The year 1956 closes with one of the stronger Project Blue Book cases that I have chosen. It involved the 43rd Air Division operating out of Itazuke Air Base in Japan. On December 17, two USAF F-86-D jets were practicing at about 25,000 feet when the intercepting pilot detected a radar blip on his APG-37 radar system from an unknown object "UFO" in the sky that showed up as roughly the size of a B-29 bomber at 20 miles. The pilot called ground control and obtained permission to intercept the unknown.

The F-86-D headed toward the UFO Sighting. Its instruments indicated that it was closing at a speed 690-805 mph, which would mean that the target was stationary.

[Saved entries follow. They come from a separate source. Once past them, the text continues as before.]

PR #31, opened 2021-04-16
Added a list of protocol releases

jpitts:
I created a helpful resource in order to see the full history of changes to the Ethereum protocol. This helps people see the big-picture of the evolution of the protocol, and connects implementers, developers, and others to the EIPs which went into each release / hard fork.

Additionally, it helps community members see changes to how protocol releases are managed and to find the relevant information / specification on each. This is particularly important as the new https://github.com/ethereum/eth1.0-specs becomes more central to the release process.

Here's a quick link so you can see how it displays on GItHub: https://github.com/jpitts/eth1.0-specs#ethereum-protocol-releases

### DIFF
--- a/README.md
+++ b/README.md
@@ -3,3 +3,22 @@
 ## Description
 
 This repository contains various specification related to the Ethereum 1.0 chain, specifically the specifications for [network upgrades](/network-upgrades) and (soon) the [JSON RPC API](/json-rpc). 
+
+## Ethereum Protocol Releases
+
+| Version and Code Name | Block No. | Released | Incl EIPs | Specs | Impls |
+|-----------------------|-----------|----------|-----------|-------|-------|
+| Frontier | 1 | 07/30/2015 | | | [Geth v1.0.0](https://github.com/ethereum/go-ethereum/releases/tag/v1.0.0) |
+| Frontier Thawing | 200000 | 09/07/2015 | | | [Geth v1.0.1.1](https://github.com/ethereum/go-ethereum/releases/tag/v1.0.1.1) |
+| Homestead | 1150000 | 03/14/2016  | [EIP-2](https://eips.ethereum.org/EIPS/eip-2) <br/> [EIP-7](https://eips.ethereum.org/EIPS/eip-7) <br/> [EIP-8](https://eips.ethereum.org/EIPS/eip-8) | [HFM-606](https://eips.ethereum.org/EIPS/eip-606) | [Geth v1.3.4](https://github.com/ethereum/go-ethereum/releases/tag/v1.3.4) |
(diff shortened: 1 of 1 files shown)


poojaranjan:
Thanks for this list @jpitts. Looks very useful for this repository.

timbeiko:
@jpitts thanks for this, it's great! I'm just a bit hesitant about having the client releases with just geth, given there are many more clients. I think we should either remove that column (little work) or perhaps add the various clients who were active for the various forks (lots of work!). WDYT?

timbeiko:
Oh, I just noticed that Istanbul is missing too. Will add it now !

poojaranjan:
> I think we should either remove that column (little work) or perhaps add the various clients who were active for the various forks (lots of work!). 

I can perhaps additional columns for different clients? Will be helpful for collecting upgrade ready version of different clients, 
thoughts?

poojaranjan:
> Oh, I just noticed that Istanbul is missing too. Will add it now !

Good catch @timbeiko, i was counting why is it not matching with the total number of upgrades so far 😅

timbeiko:
Added Istanbul [here](https://github.com/ethereum/eth1.0-specs/commit/1ab07631e1dddee2e8a30811745251c911e6380d). 

> I can perhaps add additional columns for different clients? Will be helpful for collecting upgrade ready version of different clients, thoughts?

I feel like that starts to be a lot, given the number of clients (and historical ones!). My preference would be to remove implementation references altogether to keep the repository focused on specs. The `upgrade.md` files have the clients in them, but IMO it's more of a "necessary evil" for project management than something we actively want to maintain.

poojaranjan:
>  to remove implementation references altogether 

Fine with it!

jpitts:
> @jpitts thanks for this, it's great! I'm just a bit hesitant about having the client releases with just geth, given there are many more clients. I think we should either remove that column (little work) or perhaps add the various clients who were active for the various forks (lots of work!). WDYT?

Listing all clients is probably is not appropriate for this particular list, and does entail some work. Going forward it would even start to clutter each release entry given how many viable clients there now are. 

Still, there is often helpful information in release notes, not to mention what is posted on the https://blog.ethereum.org. This info can be referenced in each specification file as more get created for the entire set of releases.

timbeiko:
@jpitts how about listing the EF blog entries instead of the clients, then? I think that will link back to the clients, and be a bit more neutral.

jpitts:
> @jpitts how about listing the EF blog entries instead of the clients, then? I think that will link back to the clients, and be a bit more neutral.

This sounds good, soon I'll gather a list of those posts and submit a PR.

At 17 miles distance the jet obtained a radar lock on its target and the system guided the jet to the target. Continuing to close, the pilot could see the object once he came within 9 miles. It was oval in shape, tan in color, and with a flat bottom and a rounded top. At about this time the pilot's radar was suddenly jammed by a strong interference. He used his 'anti-jam procedure' which switched the radar to a different frequency. This worked for about ten seconds and then he was jammed again at his new frequency. The closest distance that he obtained to the UFO was just under 6 miles, which is when the UFO Sighting made a shallow left turn and then accelerated to approximately 1700-2100 mph.

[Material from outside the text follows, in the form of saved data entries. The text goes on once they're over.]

PR #35, opened 2021-04-26
eth_call

alita-moore:


json-rpc/eth_call.md
```diff
@@ -0,0 +1,113 @@
...
+4.3.4.1   | `eth_call` SHOULD throw exception `-32000` with message `err: intrinsic gas too low: have 13107, want 21000 (supplied gas 13107)`[!] if the `gas` input parameter is less than `implicit gas`[!]
+4.3.4.2   | `eth_call` SHOULD throw exception `-32000` with message `out of gas`
+4.3.5     | `eth_call` MUST NOT accept requests if the `gas` input parameter is not properly formatted
+4.3.5.1   | `eth_call` SHOULD throw exception `-32602` with message `invalid argument 0: json: cannot unmarshal hex number with leading zero digits into Go struct field CallArgs.gas of type hexutil.Uint64`[!] if the `gas` input parameter does not meet `hex encoded`[!] specifications
+4.3.6     | `eth_call` MUST NOT accept requests if the `gas` input parameter is greater than `2^64 - 1` or `0xffffffffffffffff`
+4.3.6.1   | `eth_call` SHOULD throw exception `-32602` with message `invalid argument 0: json: cannot unmarshal hex number > 64 bits into Go struct field CallArgs.gas of type hexutil.Uint64` if the `gas` input parameter is greater than the hex string encoded decimal `2^64 - 1`
```
MariusVanDerWijden, line 42: go specific

json-rpc/eth_call.md
```diff
@@ -0,0 +1,113 @@
...
+4.4.1     | `eth_call` MUST accept a request if `gasPrice` input parameter is equal to `null`[!]
+4.4.1.1   | `eth_call` MUST consider `GASPRICE`[!] as equal to 0 if `gasPrice` input parameter is equal to `null`[!]
+4.4.2     | `eth_call` MUST consider `GASPRICE`[!] as equal to `gasPrice` input parameter if `gasPrice` input parameter is not equal to null and meets `Quantity` requirements
+4.4.2.1   | `eth_call` SHOULD throw exception `-32000` with message `err: insufficient funds for gas * price + value: address {from} have {from account balance} want {gas * gasPrice + value} (supplied gas {gas})` if the `gasPrice` input parameter multiplied by `gas` input parameter added to `value` input paremeter are greater than the balance of the account associated with the `from` input parameter
+4.4.2.2   | `eth_call` SHOULD throw exception `-32000` with message `err: insufficient funds for gas * price + value: address 0x0000000000000000000000000000000000000000 have 0 want {gas * gasPrice + value} (supplied gas {gas})` if the `gasPrice` input parameter multiplied by `gas` input parameter added to `value` input paremeter are greater than 0 and the `from` input parameter is equal to null
```
MariusVanDerWijden, line 48:
```suggestion
4.4.2.2   | `eth_call` SHOULD throw exception `-32000` with message `err: insufficient funds for gas * price + value: address {from} have 0 want {gas * gasPrice + value} (supplied gas {gas})` if the `gasPrice` input parameter multiplied by `gas` input parameter added to `value` input paremeter are greater than 0 and the `from` input parameter is equal to null
```

json-rpc/eth_call.md
```diff
@@ -0,0 +1,113 @@
...
+4.2.3.1.1 | `eth_call` MUST return an empty hex-string [!] if the `to` parameter is defined and does not exist on-chain
+4.3       | `eth_call` MUST accept an input parameter `gas` of type `QUANTITY` [!]
+4.3.1     | `eth_call` MUST accept requests with `gas` equal to `null` [!]
+4.3.1.1   | `eth_call` MUST consider gas to equal 25 million if the `gas` parameter is equal to `null`[!]
+4.3.2     | `eth_call` MUST accept requests with `gas` equal to a value greater than block `GAS LIMIT`[!] 
+4.3.3     | `eth_call` MUST output `GAS`[!] to equal the `gas` input parameter minus the gas used at `GAS`[!] execution time
+4.3.3.1   | `eth_call` MUST output `GAS`[!] to equal `25 million`[!] minus the gas used at `GAS`[!] execution time
+4.3.4     | `eth_call` MUST NOT accept requests if the `gas` input parameter is less than `implicit gas`[!] or `actual gas`[!]
+4.3.4.1   | `eth_call` SHOULD throw exception `-32000` with message `err: intrinsic gas too low: have 13107, want 21000 (supplied gas 13107)`[!] if the `gas` input parameter is less than `implicit gas`[!]
```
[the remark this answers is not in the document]
MariusVanDerWijden: {gas || 25000000[!]}

json-rpc/eth_call.md
```diff
@@ -0,0 +1,113 @@
...
+4.5.1.2.2 | `eth_call` SHOULD throw exception `-32000` with message `err: insufficient funds for transfer: address {from} (supplied gas {gas || 25000000[!]})` if the `value` input parameter is greater than 0 AND the `from` input parameter is equal to `null`[!]
+5         | `eth_call` MUST accept a `params` parameter [JSON Array](https://tools.ietf.org/html/rfc7159#section-5) of length 2, and its second item (index = 1) containing a `Block Identifier`[!] parameter that specifies the block height of the best block ([yellow paper](https://ethereum.github.io/yellowpaper/paper.pdf)) to assume the state of
+5.1       | `eth_call` MUST assume the on-chain state of the latest best block ([yellow paper](https://ethereum.github.io/yellowpaper/paper.pdf)) if the `Block Identifier` parameter is equal to the [JSON String](https://tools.ietf.org/html/rfc7159#section-7) of "latest"; the latest best block height ([yellow paper](https://ethereum.github.io/yellowpaper/paper.pdf)) is equal to the current best block height minus one.
```
MariusVanDerWijden, line 56:
```suggestion
5.1       | `eth_call` MUST assume the on-chain state of the latest best block ([yellow paper](https://ethereum.github.io/yellowpaper/paper.pdf)) if the `Block Identifier` parameter is equal to the [JSON String](https://tools.ietf.org/html/rfc7159#section-7) of "latest"; the latest best block height ([yellow paper](https://ethereum.github.io/yellowpaper/paper.pdf)) is equal to the current best block height.
```

json-rpc/eth_call.md
```diff
@@ -0,0 +1,113 @@
...
+5.2       | `eth_call` MUST assume the on-chain state of the current best block with the greatest height ([yellow paper](https://ethereum.github.io/yellowpaper/paper.pdf))  if the `Block Identifier` parameter is equal to the [JSON String](https://tools.ietf.org/html/rfc7159#section-7) of "pending"; the pending best block height ([yellow paper](https://ethereum.github.io/yellowpaper/paper.pdf)) is equal to the current best block height.
```
MariusVanDerWijden, line 57:
```suggestion
5.2       | `eth_call` MUST assume the on-chain state of the current best block with the greatest height ([yellow paper](https://ethereum.github.io/yellowpaper/paper.pdf))  if the `Block Identifier` parameter is equal to the [JSON String](https://tools.ietf.org/html/rfc7159#section-7) of "pending"; the pending best block height ([yellow paper](https://ethereum.github.io/yellowpaper/paper.pdf)) is equal to the current best block height plus a block with the best pending transactions.
```

MariusVanDerWijden (changes requested):
Mostly nitpicks,
Some thing that's missing from the spec is overrides I think

json-rpc/eth_call.md
```diff
@@ -0,0 +1,113 @@
+
+
+# `eth_call`
+The key words “MUST”, “MUST NOT”, “REQUIRED”, “SHALL”, “SHALL NOT”, “SHOULD”, “SHOULD NOT”, “RECOMMENDED”, “MAY”, and “OPTIONAL” in this document are to be interpreted as described in [RFC-2119](https://www.ietf.org/rfc/rfc2119.txt).
+
+Specification | Description 
+--|--
+1         | `eth_call` MUST NOT affect on-chain state|
+2         | `eth_call` MUST NOT accept requests that are not in valid JSON format
```
MicahZoltu, line 9: I think this is implicit, since the RPC is JSON-RPC so it is unnecessary to repeat it here.  Similar to how we don't specify how TCP or HTTP works in this specification as it is handled at the transport layer.

json-rpc/eth_call.md
```diff
@@ -0,0 +1,113 @@
...
+3         | `eth_call` MUST return a response in valid JSON format
```
MicahZoltu, line 10: Same as above, this is redundant with JSON-RPC specification.

json-rpc/eth_call.md
```diff
@@ -0,0 +1,113 @@
...
+4         | `eth_call` MUST accept a `params` parameter [JSON Array](https://tools.ietf.org/html/rfc7159#section-5) of length 2, and its first item containing a [JSON Object](https://tools.ietf.org/html/rfc7159#section-4) with keys known here as the `input parameters`
+4.1       | `eth_call` MUST accept an input parameter `from` of type `DATA` [!]
```
MicahZoltu, line 12: It appears the specification is worded with a target audience of server developers in mind.  This API is bi-directional and this document is likely to be read by both client developers and server developers.  In this case, the `from` property is optional but this line makes it sound like it is required if you are reading from the point of view of a client.  Consider trying to phrase things in this document in a way that is neutral to whether the reader is a server or client developer.

> The `from` property is optional, but if present its type **MUST** be 20 byte DATA.

json-rpc/eth_call.md
```diff
@@ -0,0 +1,113 @@
...
+4.1.1     | `eth_call` MUST accept requests with the from input parameter undefined
+4.1.1.1   | `eth_call` MUST consider CALLER account to be `0x0000000000000000000000000000000000000000000000000000000000000000` if `from` is not defined
+4.1.2     | `eth_call` MUST accept requests with the `from` input parameter defined
+4.1.2.1   | `eth_call` MUST only accept requests with the `from` parameter defined as a hex string with length 40
+4.1.2.1.1 | `eth_call` SHOULD throw error `-32602` [!] on improper length with message as `invalid argument 0: hex string has length {length}, want 40 for common.Address`
+4.1.2.2   | `eth_call` MUST NOT accept `from` hex strings with invalid characters
```
MicahZoltu, line 18: As mentioned above, I think parsing errors like this should be generalized at a higher layer, otherwise we'll have to re-specify them over and over again.  We should define an `ADDRESS` type for the JSON-RPC protocol and define how parsing errors should be handled in a top level spec, then in the individual specs like this one we can just say "`from` **MUST** be of type `ADDRESS` and not have to specify all of the details of what that means.

lightclient:
This is just a general comment, but I think the way this spec is laid out is really verbose. I think it would be helpful to discuss things in terms of the inputs and outputs. The JSON-RPC spec sort of does this: https://www.jsonrpc.org/specification

alita-moore:
@lightclient from the perspective of requirement definition, it's important to be very clear. While verbose, it also minimizes ambiguity. Which, is the goal of the specification. It's not necessarily meant to be readable by anyone other than someone implementing a JSON RPC. At least that's how I understand the task, but I'm happy to reconsider the approach of course.

json-rpc/eth_call.md
```diff
@@ -0,0 +1,113 @@
...
+4.1.2.2.1 | `eth_call` SHOULD throw error `-32602` [!] on improper hex string and return message `invalid argument 0: json: cannot unmarshal invalid hex string into Go struct field CallArgs.from of type common.Address`
```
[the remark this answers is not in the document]
davidmurdoch: I don't think the `message` itself should be explicitly specified at all. The `message` is for humans, and implementors may want to augment it with additional metadata (which is especially useful in Ganache and other blockchain simulators).

json-rpc/eth_call.md
```diff
@@ -0,0 +1,113 @@
...
+5.3       | `eth_call` MUST assume the on-chain state of the genesis best block ([yellow paper](https://ethereum.github.io/yellowpaper/paper.pdf)) if the `Block Identifier` parameter is equal to the [JSON String](https://tools.ietf.org/html/rfc7159#section-7) of "earliest"; the earliest best block height ([yellow paper](https://ethereum.github.io/yellowpaper/paper.pdf)) is equal to 0.
+5.4       | `eth_call` MUST assume the on-chain state of the best blockchain block with height equal to the `Quantity`[!] value of the `Block Identifier` parameter if the `Block Identifier` parameter is equal to a hex encoded `Quantity`[!] value. Height is equal to the number of blocks after the genesis block on the best blockchain (block number).
+5.5       | `eth_call` SHOULD throw exception `-32602` [1] with message `invalid argument 1: hex string without 0x prefix` if the provided `Block Identifier` parameter is neither a [JSON String](https://tools.ietf.org/html/rfc7159#section-7) value equal to `earliest`, `latest`, `pending` nor a hex encoded `Quantity`[!] value.
```
ryanschneider, line 60: [EIP-1898](https://github.com/ethereum/EIPs/blob/master/EIPS/eip-1898.md) allows more block identifiers such as the block hash.

json-rpc/eth_call.md
```diff
@@ -0,0 +1,113 @@
...
+
+specification | description 
+--|--
+1         | `eth_call` MUST NOT affect on-chain state|
+2         | `eth_call` MUST NOT accept requests that are not in valid JSON format
+3         | `eth_call` MUST return a response in valid JSON format
+4         | `eth_call` MUST accept a `params` parameter [JSON Array](https://tools.ietf.org/html/rfc7159#section-5) of length 2, and its first item containing a [JSON Object](https://tools.ietf.org/html/rfc7159#section-4) with keys known here as the `input parameters`
+4.1       | `eth_call` MUST accept an input parameter `from` of type `DATA` [!]
+4.1.1     | `eth_call` MUST accept requests with the from input parameter undefined
+4.1.1.1   | `eth_call` MUST consider CALLER account to be `0x0000000000000000000000000000000000000000000000000000000000000000` if `from` is not defined
```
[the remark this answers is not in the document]
fvictorio: There are 39 zeros here :innocent:

timbeiko:
Is this PR still relevant, @alita-moore ?

SamWilsn:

Upon landing, all the jet's equipment, including the radar system, was checked out by ground personnel and found to be operating correctly. Project Blue Book explained the case by stating the radar signature was spurious and the visual sighting was that of a balloon. What was not explained was how the balloon moved away from the plane at such a high speed, how a balloon would generate a jamming signal against the jet's radar, or the odds that his radar would display the object's location at the exact spot where the pilot visually saw it. Those types of details were ignored by Project Blue Book and instead a conclusion was hypothesized.